** Available records follows **

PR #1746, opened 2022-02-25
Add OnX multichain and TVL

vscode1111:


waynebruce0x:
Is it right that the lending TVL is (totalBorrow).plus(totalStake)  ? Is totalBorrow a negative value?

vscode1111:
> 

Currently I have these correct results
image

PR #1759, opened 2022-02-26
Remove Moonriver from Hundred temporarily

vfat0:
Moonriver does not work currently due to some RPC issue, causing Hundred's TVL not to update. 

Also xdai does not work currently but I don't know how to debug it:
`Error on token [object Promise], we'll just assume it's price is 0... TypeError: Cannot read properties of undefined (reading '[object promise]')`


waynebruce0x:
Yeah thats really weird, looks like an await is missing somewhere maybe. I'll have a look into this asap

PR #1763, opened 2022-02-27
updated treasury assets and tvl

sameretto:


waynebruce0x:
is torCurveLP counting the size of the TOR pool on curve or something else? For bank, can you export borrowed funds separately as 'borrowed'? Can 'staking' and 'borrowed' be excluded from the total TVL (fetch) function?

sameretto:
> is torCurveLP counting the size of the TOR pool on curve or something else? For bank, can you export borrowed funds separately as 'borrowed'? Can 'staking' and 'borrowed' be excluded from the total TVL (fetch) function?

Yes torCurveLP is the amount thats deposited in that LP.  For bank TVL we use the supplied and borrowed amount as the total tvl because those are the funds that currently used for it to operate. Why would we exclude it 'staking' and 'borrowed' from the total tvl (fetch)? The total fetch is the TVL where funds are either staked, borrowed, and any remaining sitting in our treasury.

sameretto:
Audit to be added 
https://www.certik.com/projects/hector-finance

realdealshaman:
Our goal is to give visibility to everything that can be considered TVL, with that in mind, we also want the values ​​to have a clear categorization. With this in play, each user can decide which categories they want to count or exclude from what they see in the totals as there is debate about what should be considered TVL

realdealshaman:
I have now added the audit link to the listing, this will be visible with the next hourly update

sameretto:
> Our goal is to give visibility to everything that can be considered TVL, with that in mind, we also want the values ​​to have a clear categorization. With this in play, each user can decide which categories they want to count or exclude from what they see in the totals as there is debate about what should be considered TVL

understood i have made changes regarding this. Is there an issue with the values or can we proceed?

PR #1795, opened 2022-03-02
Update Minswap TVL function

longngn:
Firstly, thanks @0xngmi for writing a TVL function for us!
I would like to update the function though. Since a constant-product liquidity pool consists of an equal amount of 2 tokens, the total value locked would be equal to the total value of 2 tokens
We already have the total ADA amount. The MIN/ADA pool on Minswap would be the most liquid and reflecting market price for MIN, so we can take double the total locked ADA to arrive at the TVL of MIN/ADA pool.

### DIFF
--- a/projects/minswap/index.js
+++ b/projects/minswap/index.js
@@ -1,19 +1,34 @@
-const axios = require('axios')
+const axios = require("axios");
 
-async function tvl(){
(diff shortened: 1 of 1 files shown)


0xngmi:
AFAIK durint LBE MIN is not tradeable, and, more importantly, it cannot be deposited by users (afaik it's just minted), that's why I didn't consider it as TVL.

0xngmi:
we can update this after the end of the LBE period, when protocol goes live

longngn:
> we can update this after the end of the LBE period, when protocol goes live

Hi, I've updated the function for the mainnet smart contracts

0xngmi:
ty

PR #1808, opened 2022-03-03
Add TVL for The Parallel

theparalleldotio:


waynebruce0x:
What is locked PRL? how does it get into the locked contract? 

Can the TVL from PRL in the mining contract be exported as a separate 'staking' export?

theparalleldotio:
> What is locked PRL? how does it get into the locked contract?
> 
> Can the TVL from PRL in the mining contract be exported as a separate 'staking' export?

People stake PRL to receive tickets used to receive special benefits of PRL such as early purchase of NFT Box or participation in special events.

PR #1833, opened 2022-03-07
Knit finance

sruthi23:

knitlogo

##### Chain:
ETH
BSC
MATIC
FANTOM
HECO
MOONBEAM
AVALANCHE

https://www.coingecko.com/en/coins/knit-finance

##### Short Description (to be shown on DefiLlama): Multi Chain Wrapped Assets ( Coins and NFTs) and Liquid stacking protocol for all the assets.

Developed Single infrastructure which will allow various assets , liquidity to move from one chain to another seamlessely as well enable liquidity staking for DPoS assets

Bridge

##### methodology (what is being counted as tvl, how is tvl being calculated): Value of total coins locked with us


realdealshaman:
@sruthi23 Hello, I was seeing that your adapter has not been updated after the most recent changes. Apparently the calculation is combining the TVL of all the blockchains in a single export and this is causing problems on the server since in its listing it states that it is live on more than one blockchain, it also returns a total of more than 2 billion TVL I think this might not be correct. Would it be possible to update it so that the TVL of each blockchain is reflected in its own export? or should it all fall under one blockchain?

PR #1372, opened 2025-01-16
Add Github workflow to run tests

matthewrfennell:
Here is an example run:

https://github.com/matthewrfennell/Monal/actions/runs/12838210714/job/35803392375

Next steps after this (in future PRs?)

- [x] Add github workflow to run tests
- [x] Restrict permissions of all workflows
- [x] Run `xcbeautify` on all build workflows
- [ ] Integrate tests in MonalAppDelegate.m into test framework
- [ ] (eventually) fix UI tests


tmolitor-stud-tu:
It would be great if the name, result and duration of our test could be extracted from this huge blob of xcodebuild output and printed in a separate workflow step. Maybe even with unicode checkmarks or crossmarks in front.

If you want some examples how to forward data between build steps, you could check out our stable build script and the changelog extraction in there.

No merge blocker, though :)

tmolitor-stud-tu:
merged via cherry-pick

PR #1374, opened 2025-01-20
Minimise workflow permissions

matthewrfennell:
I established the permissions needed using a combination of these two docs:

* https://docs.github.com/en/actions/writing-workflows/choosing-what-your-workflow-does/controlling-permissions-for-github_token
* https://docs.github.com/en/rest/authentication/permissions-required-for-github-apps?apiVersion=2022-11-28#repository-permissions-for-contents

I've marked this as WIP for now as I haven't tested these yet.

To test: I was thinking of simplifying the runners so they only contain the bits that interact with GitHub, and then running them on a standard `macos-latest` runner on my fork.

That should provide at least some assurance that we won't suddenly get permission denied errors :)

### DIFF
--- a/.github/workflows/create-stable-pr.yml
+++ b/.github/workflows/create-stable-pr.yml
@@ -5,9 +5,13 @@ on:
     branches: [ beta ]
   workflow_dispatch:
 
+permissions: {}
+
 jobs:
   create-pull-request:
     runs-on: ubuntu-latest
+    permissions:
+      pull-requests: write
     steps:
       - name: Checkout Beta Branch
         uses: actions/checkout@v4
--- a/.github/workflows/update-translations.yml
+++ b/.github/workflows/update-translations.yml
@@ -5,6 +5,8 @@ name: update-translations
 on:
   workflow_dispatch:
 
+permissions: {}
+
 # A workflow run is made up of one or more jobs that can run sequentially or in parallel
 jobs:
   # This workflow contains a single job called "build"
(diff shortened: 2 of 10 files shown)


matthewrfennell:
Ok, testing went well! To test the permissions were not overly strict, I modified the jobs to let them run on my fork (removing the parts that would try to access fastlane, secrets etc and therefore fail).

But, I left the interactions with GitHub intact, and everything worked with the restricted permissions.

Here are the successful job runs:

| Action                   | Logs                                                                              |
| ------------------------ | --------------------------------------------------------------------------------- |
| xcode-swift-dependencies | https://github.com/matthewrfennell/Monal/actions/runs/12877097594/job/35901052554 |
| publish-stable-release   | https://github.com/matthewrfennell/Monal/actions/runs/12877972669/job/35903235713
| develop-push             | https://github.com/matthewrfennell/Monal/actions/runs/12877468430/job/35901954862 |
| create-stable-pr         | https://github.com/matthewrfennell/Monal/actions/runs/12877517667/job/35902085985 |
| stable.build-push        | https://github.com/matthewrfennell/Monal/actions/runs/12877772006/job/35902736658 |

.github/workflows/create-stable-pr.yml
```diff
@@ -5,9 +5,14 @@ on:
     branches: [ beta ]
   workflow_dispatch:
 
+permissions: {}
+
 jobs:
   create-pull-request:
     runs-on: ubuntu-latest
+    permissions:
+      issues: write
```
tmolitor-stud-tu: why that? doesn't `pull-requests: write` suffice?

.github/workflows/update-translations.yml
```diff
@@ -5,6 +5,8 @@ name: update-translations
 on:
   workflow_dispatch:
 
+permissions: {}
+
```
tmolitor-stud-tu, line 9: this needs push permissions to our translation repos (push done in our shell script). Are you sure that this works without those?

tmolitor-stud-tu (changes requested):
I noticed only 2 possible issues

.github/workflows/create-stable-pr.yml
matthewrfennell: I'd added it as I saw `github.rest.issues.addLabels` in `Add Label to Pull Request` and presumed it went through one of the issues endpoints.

** End of Available records **

• **What to do**: Whenever a line in the entries holds the word "shortened", copy that line.

• **Exercise response**:
(diff shortened: 1 of 1 files shown)
(diff shortened: 2 of 10 files shown)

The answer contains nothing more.